COVID-19’s Effect on Homelessness in England
COVID-19 rocked the planet when it first came into the limelight during 2020, and it only spiraled out of control as the year went on and more and more countries went into lockdown. England has had a notoriously significant homeless issue with almost 220,000 homeless people by the end of 2019, up from the almost 208,000 homeless people in 2018. The average age for many of these men and women is between 40 and 50 years of age. There are also many types of homelessness in England. These types include rough sleeping, statutory homelessness, hidden homelessness and those who are at risk of homelessness.
Types of Homelessness
- Rough Sleeping: One can define rough sleeping as the most noticeable form of homelessness. It is also the most stereotypical or the one people know the best. It is where someone finds themselves sleeping on the streets, without any form of temporary housing. Alongside the already troublesome issue of having to find somewhere safe to sleep for the night, the longer someone finds themselves sleeping rough, the higher the chances are of them facing some level of injury, mental or physical.
- Statutory Homelessness: Statutory homelessness is the struggle of gaining housing through local jurisdiction. Often, people must be able to go through the legal hoops to secure proper housing.
- Hidden Homelessness: Hidden homelessness involves those who cannot gain housing through local jurisdictions, or simply do not reach out and use the systems available to them for help. In England, official government statistics exclude people experiencing hidden homelessness, because these people may temporarily stay with friends or family, or in hotels, and so on. This is one of the most non-visible forms of homelessness.
- At Risk of Homelessness: Those who are at risk of homelessness can find themselves close to homelessness due to many circumstances. Low-paying jobs, unstable housing and poverty can all lead to homelessness.
The “Everyone In” Initiative
Before 2019, homelessness in England was on the rise. A set of data from the early to mid-late 2010s showed an astronomically high increase from more than 1,000 to more than 4,000 homeless people, a percentile increases of 168%. The government’s response to the pandemic was to implement an initiative known as “Everyone In.” This initiative advised all local jurisdictions to provide shelter and housing for those sleeping rough and who lived in conditions that shut out the ability to social distance. Some of these conditions included shelters and temporary housing centers.

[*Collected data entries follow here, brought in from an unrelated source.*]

Issue #1348, opened 2022-02-11
[reports] Refactor Block Editor Flow 


greenrhyno:
Currently, the components that are responsible for editing blocks are (quasi) controlled -- they are passed a `blockContent` object which represents the latest edited state of a block's content (like its js logic and other metadata). These block-editing components are also passed a setter (`setBlockContent`) which is used to change the object they are passed. This is causing a number of unnecessary renders to be triggered because this `blockContent` object is constantly changing (sometimes on keystroke!).

Refactor the data flow of these block editors and the `Block` data flow to avoid unnecessary rerenders and make the components of Blocks (renderer, simple ui, adapter) less reliant on lots of props from ancestors so that they are easier to implement as plugins in the future.

Some things to do:
- [ ] Add debouncer to `blockContent` so `setBlockContent` callback does not trigger so many rerenders
- [ ] Make simple ui editors uncontrolled so they don't rely on `blockContent` prop
- [ ] Don't unmount the "simple" editor when switching modes so they can maintain state when switching modes
- [ ] make BlockPreview take blockContent as a prop so it does not choose internally between redux state and local state
- [ ] make config objects for blocks that can configure behavior (like rendering preview on local state vs only on save)
- [ ] add execute button to simple UI if block type renders only on save

greenrhyno:
A diagram from a discussion about the new flow:
![IMG_0714](https://user-images.githubusercontent.com/38231289/153662762-676baf5c-5319-4bd9-aef4-cc0511ab706f.jpg)

PR #1358, opened 2022-03-11
1348 (part 1) Add Block Configs

greenrhyno:
Adds a BlockConfig object that helps simplify some of the differing logic and behaviors of different types of blocks. Currently, there exist many pieces of logic like "if the block type is Viz, do this" -- these changes are the beginning of a push to remove all those type-specific branches of logic and replace them with checks for a block's _behaviors_ rather than _types_. This generalization and abstraction should allow for more maintainable code and easier maintenance and extensibility.

Addresses some of the issues mentioned in #1348


greenrhyno:
@jhmullen I chose to leave some of the rendering refactors of the block editing for another day since I thought it was better to get these changes out there first.

packages/reports/src/reports/blocks/BlockPreview.jsx
```diff
@@ -36,40 +38,56 @@ function BlockPreview(props) {
...
+  const blockContent =  BLOCK_CONFIG[block.type].renderPreviewOnEdit && blockStateContent || getBlockContent(block, locale);
 
   /* redux */
   const formatterFunctions = useFormatters(locale);
 
-  const {content, error, log} = useMemo(() => {
-    let payload = {};
-    // if a Block-specific preview adapter function exists, use that to build payload
-    if (PreviewAdapters[block.type] && typeof PreviewAdapters[block.type] === "function") {
+  const [content, error, log] = useMemo(() => {
```
jhmullen, line 46: For my own edification, is there a performance or common practice reason for choosing an array instead of an object here?

packages/reports/src/reports/blocks/types/adapters/Selector.js
```diff
@@ -0,0 +1,37 @@
...
+  return options.map(d => typeof d === "string" ? {id: d, label: d} : d);
+};
+
+const maybeFixForMulti = (defaultValue, type) => 
+  type === SELECTOR_TYPES.MULTI && !Array.isArray(defaultValue)
+    ? [defaultValue]
+    : defaultValue;
+
+/** @type {import(".").BlockPreviewAdapterFunction} */
+export default (vars, id) => {
```
jhmullen, line 15: I am realizing that the longer I spend away from these functions, the more I forget what they do. In this case I realize the Selector function is an adapter - where is the proper place to document exactly what's happening here? I'd like to see a function description here - and perhaps a similar one in the other adapters. I'm a big fan of putting examples in the comment doc: "this function takes variables calculated by X thing and exports Y config, and here's an example of what that might look like"

I know for example this note to myself saved me a bunch of times: https://github.com/Datawheel/canon/blob/master/packages/cms/src/utils/varSwapRecursive.js#L42-L46

Wondering your thoughts on how to standardize these kinds of function recipe/descriptions?

packages/reports/src/reports/blocks/types/index.js
```diff
@@ -0,0 +1,85 @@
+import {BLOCK_TYPES} from "../../../utils/consts/cms";
+
+import adapters from "./adapters";
+import editors from "./simpleEditors";
+import renderers from "./renderers";
```
jhmullen, line 5: Just want to say that this little three-spot of imports makes me happy. I'm glad we talked this out on the whiteboard

jhmullen (approved):
Everything here looks good, I especially appreciate the comments about future dev. We need to move forward in small bursts, and writing notes to ourselves about forthcoming architecture is important.

Just a few conversational threads here! I'll be merging first thing Monday.

packages/reports/src/reports/blocks/BlockPreview.jsx
greenrhyno: Not a performance reason really -- it just allows you to destructure the variables under whatever name you want them rather than having to remap named variables in an object.

packages/reports/src/reports/blocks/types/adapters/Selector.js
greenrhyno: There is one! See the index.js file in this same directory. That `BlockPreviewAdapterFunction` typedef has a short description of what this function does, though it could be improved.

Basically, this is a function that is called to transform the output of a block's evaluated logic to the props of the BlockType's renderer React component. This is an optional thing where one might want to write logic for programming fallbacks or turning the output variables into something that is only needed for rendering.

PR #1380, opened 2023-05-18
Canon next 0.2.0

scespinoza:
CHANGELOG:
- Implements turborepo and better tsup config for `example-next` and `packages/next` workspaces.
- Sets `React` explicit import on all files to avoid bundling errors and simplify transpiling.
- Enable profile comparisons through env var.
- Hook up selectors state to query string.
- Refactor of `ProfileRenderer` to increase performance of the react rendering cycle. A lot of the rendering logic now has its own separate custom hook instead of being all straight into the component.
- Improve filtering and loading states on `ProfileSearch`. We also export a `ProfileSearchModal` wrapped into a mantine modal, and a "vainilla" `ProfileSearch`.
- Condition `SegmentedControl `rendering on the length of the labels, as the component often breaks with long names.
- Refactor some buttons and headings to have a more modern look, using straight mantine components instead of the `Parse` function. Example:
Captura de pantalla 2023-05-18 a la(s) 16 25 13

- The profile renderer now accepts a `icons` mapping object between the legacy blueprint ids and any `ReactNode`.
Captura de pantalla 2023-05-18 a la(s) 16 29 05

- Better organization of DOM elements in `Hero`.

Notes:
- Still figuring out PDF prints, but I decided not to hold on with this as this isn't necessary on Monshaat nor OEC AFAIK. I'll probably bring it from bespoke eventually.
- Now you can run the developement environment from the root of the repo with just `npm run dev` my understanding is that this doesn't break the other workspaces as they use `pnpm` (but if it does, please let me know).
- There is a env var commented in the code that I couldn't find where it came from or what it is supposed to do:
`// const comparisonExclude = process.env.NEXT_PUBLIC_PROFILE_COMPARISON_EXCLUDE;`. If it is important please let me know.
- I also did some subtle changes on the nesting of some elements, taking care of semantics and SEO.
- I think this deserves to release as `0.2.0`


packages/next/cms/components/ProfileRenderer.js
```diff
@@ -4,462 +4,68 @@
...
 
-// TODO
-// User must define custom sections in app/cms/sections, and export them from an index.js in that folder.
-// import * as CustomSections from "CustomSections";
+import ComparisonButton from "./fields/ComparisonButton";
 
-// TODO
-// const comparisonsEnabled = process.env.NEXT_PUBLIC_PROFILE_COMPARISON;
+const comparisonsEnabled = process.env.NEXT_PUBLIC_PROFILE_COMPARISON;
 // const comparisonExclude = process.env.NEXT_PUBLIC_PROFILE_COMPARISON_EXCLUDE;
```
davelandry, line 23: I know of the exact use case for this env var. I didn't approve it's inclusion in canon-cms, and I would have probably done it as a React prop or a CSS hack in the project, but InsightsCloud has this env var:

```sh
export CANON_CONST_PROFILE_COMPARISON_EXCLUDE="skills_and_occupation"
```
What this is doing is saying "don't show the comparison button for the following comma-separated profile slugs". As an example, `"country,hs"` could also be a valid value for a site like the OEC.

Might as well just include, shouldn't be too hard, right?

packages/next/package.json
```diff
@@ -54,7 +57,7 @@
     "next-i18next": "^13.1.5",
     "react": "^18.0.2",
     "react-inlinesvg": "^3.0.1",
-    "xlsx": "^0.18.5"
+    "xlsx": "https://cdn.sheetjs.com/xlsx-0.19.3/xlsx-0.19.3.tgz"
```
davelandry, line 60: Just curious, what's the deal with this?

packages/next/cms/components/Viz/Table.js
```diff
@@ -1,4 +1,6 @@
+import React from "react";
 
+/** TODO */
```
davelandry, line 3: I'm okay not doing this one for this release, but let's make sure we remember that we need it for OEC 🧠

packages/next/cms/hooks/use-comparison.js
```diff
@@ -0,0 +1,38 @@
...
+  const [comparisonLoading, setComparisonLoading] = useState(false);
+  const {query, locale} = useRouter();
+  const compareSlug = query?.compare;
+
+  const slug = profile.meta[0].slug;
+
+  useEffect(() => {
+    if (compareSlug) {
+      setComparisonLoading(true);
+      const url = `${process.env.NEXT_PUBLIC_CMS}profile?slug=${slug}&id=${compareSlug}&locale=${locale}`;
```
davelandry, line 20: Should this env var be declared as a `const` at the top of this file? (we probably should just test a prod build)

packages/next/cms/utils/formatProfileResponse.js
```diff
@@ -0,0 +1,34 @@
...
+
+  const newImages = [];
+  if (dims) {
+    // eslint-disable-next-line no-plusplus
+    for (let i = 0; i < dims.length; i++) {
+      if (images[i]) {
+        newImages.push({
+          src: new URL(
+            `/api/image?slug=${dims[i].slug}&memberSlug=${dims[i].memberSlug}&size=splash`,
+            process.env.NEXT_PUBLIC_CMS
```
davelandry, line 22: Same as my other comment, should this be a `const` up above?

davelandry (changes requested):
In addition to my inline comments:
 - I'm perfectly fine with you removing any more `<Parse />` instances as you want, working towards getting rid of that component completely. It was made at a time when Blueprint couldn't do everything we wanted by a designer learning React.
 - ...can you help me run this locally? 😅 How should I be installing dependencies now?

packages/next/package.json
scespinoza: xlsx isn't being published on npm because they have some legal issues (?), we had to do the same and bespoke and I couldn't find an easy replacement for the library, but I'd love to replace it in the future

packages/next/cms/components/Viz/Table.js
scespinoza: didn't know we needed it for the OEC, noted

packages/next/cms/hooks/use-comparison.js
scespinoza: if I do 
```js
const NEXT_PUBLIC_CMS = process.env.NEXT_PUBLIC_CMS;
```
it gets transpiled by tsup to:
```js
const {NEXT_PUBLIC_CMS} = process.env;
```
 and next complains. There is probably some rule that I could override but couldn't find it. Also, monshaat already works like this with no issues.

davelandry:
@scespinoza I'm able to get it up and running (thank you), but I'm seeing some issues that I think may be related to the `NEXT_PUBLIC_CMS` variable? Should this be a valid `.env` file?

```sh
NEXT_PUBLIC_CMS=https://app-owl.oec.world/api
CANON_LANGUAGE_DEFAULT=en
CANON_LANGUAGES=en
```

When using this I get some React errors using the profile search on the base route. I also see in `ProfileSearch` and `ProfileTile` that we are using string concatenation with the env var, which assumes the env var does not have a trailing slash (so we should switch those to the `new Url` way, which catches for the double slash).

Screenshot 2023-05-24 at 11 56 02 AM

packages/next/cms/components/ProfileRenderer.js
scespinoza: Test with
```
NEXT_PUBLIC_TESSERACT=https://monshaat.api.dev.datawheel.us/tesseract/
NEXT_PUBLIC_CMS=https://monshaat.cms.dev.datawheel.us/
NEXT_PUBLIC_PROFILE_COMPARISON=true
NEXT_PUBLIC_PROFILE_COMPARISON_EXCLUDE="manufacturing"
```

davelandry: @scespinoza not quite the logic here, the exclusion is the _entire profile type_, not for specific members within. It's not something we would even really use right now in Monsha'at, because currently there is only 1 profile type in that project ("sector").

As an example, if a site had two different profiles, one for Countries (`/profile/country/<memberSlug>`) and another for Products (`/profile/hs/<memberSlug>`), and we wanted to enable comparisons for all current and future profile types _except_ for product profiles, we would set:

```sh
NEXT_PUBLIC_PROFILE_COMPARISON_EXCLUDE="hs"
```

It's the slug of the primary profile _dimension_, not an individual _member_ of that dimension.

davelandry:
@scespinoza using your latest env vars, profile search works but now it looks like the URL used when fetching the comparison is missing the `/api` part:

Screenshot 2023-05-26 at 9 56 25 AM

Also, can we change the `alert()` popup usage into an error that appears on the page itself? Maybe replace the "Add Comparison" button with an "Error. Please Retry" button that allows you to try and select a comparison again?

scespinoza:
@davelandry I fixed the comparisons call, and I noticed the api endpoint always returns a 200 response, even if it doesn't find the profile, just returns a error message in the body 🤔 It feels weird, but I handled it that way

packages/next/cms/components/ProfileRenderer.js
scespinoza: fixed

packages/next/cms/hooks/use-profile-sections.js
```diff
@@ -60,7 +60,7 @@ export default function useProfileSections(profile, comparison) {
   const comparisonSections = [];
 
   if (comparison) {
-
+    console.log("comparison", comparison);
```
davelandry, line 63: 💣

davelandry (changes requested):

davelandry:
@scespinoza in addition to my 💣 above, we also need to tweak the layout of the sections. Take a look at how it currently works in DataMexico and [Data USA](https://datausa.io/profile/geo/california?compare=florida):

Screenshot 2023-05-26 at 3 28 13 PM

It's much easier to compare when you `flex-direction: column;` the whole section and place it side-by-side with the comparison section. We also use the word `t("in")` when we modify the titles, which I think is nicer than the hyphen.

scespinoza:
@davelandry fixed the column layout. Didn't really get that coment about `t("in")`

davelandry:
@scespinoza let's goooooooooo

I will leave it for you to cut the `0.2.0` release 😄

To date, more than 25,000 people have received housing since the pandemic began, allowing for longer-term support for those in need. While more than 25,000 have permanent housing, around 10,000 still live in temporary or unstable housing.
Before COVID-19, English Parliament had other acts in the works to help combat the homelessness issue in the country. Parliament introduced an act called the Homeless Reduction Act 2017. The creation of this act was to help those at risk of homelessness. This piece of legislation acted as a safeguard to protect those in need. Households across the country can file for a type of aid.
During COVID-19, the “Everyone In” plan led to lower rates of infection and death rates among the homeless population. Before December 2020, the aid program protected more than 30,000 people with more than 10,000 entering crisis housing and less than 25,000 entering prolonged housing. In the fall of 2020, less than 3,000 people slept rough on a single night. This number has been steadily decreasing since 2018 when the number was a high of more than 6,000 people. Around the same time, about 66% of rough sleepers were outside of London and the South East. In the South East, less than 500 people were sleeping rough, which was down from around 900 the previous year. Since the beginning of the 2010s, the decrease from 2019 to 2020 was the highest it has ever been. There were over 400 fewer people sleeping rough in London.
Homelessness is Still a Major Issue
More than 65,000 households sought assistance from local jurisdiction councils in 2021. Between October and December 2020, approximately 60,000 households were at risk of homelessness, a 9% decrease from the 56,000 seen in 2019. This represents a significant decrease from October to December 2019, when the pandemic began in England.
Research has determined that there are still more than 30,000 households that are homeless and are eligible for assistance. From October to December 2019, the number of households increased by less than 1%. Despite this, the percentage of homeless homes and families with children has decreased by 13%. While homelessness in England has increased slightly since the previous quarterly update, the number of households with homeless children has decreased.
Homelessness in England during COVID-19 has been an ongoing issue, although there is light in the dark times due to the pandemic. Through the pandemic, large numbers of homeless people have been able to gain temporary or even permanent housing. Thousands of people have been able to properly social distance. Though the pandemic has rocked the world, there has been a shining light through the English people coming together to lower problems of homelessness across the country.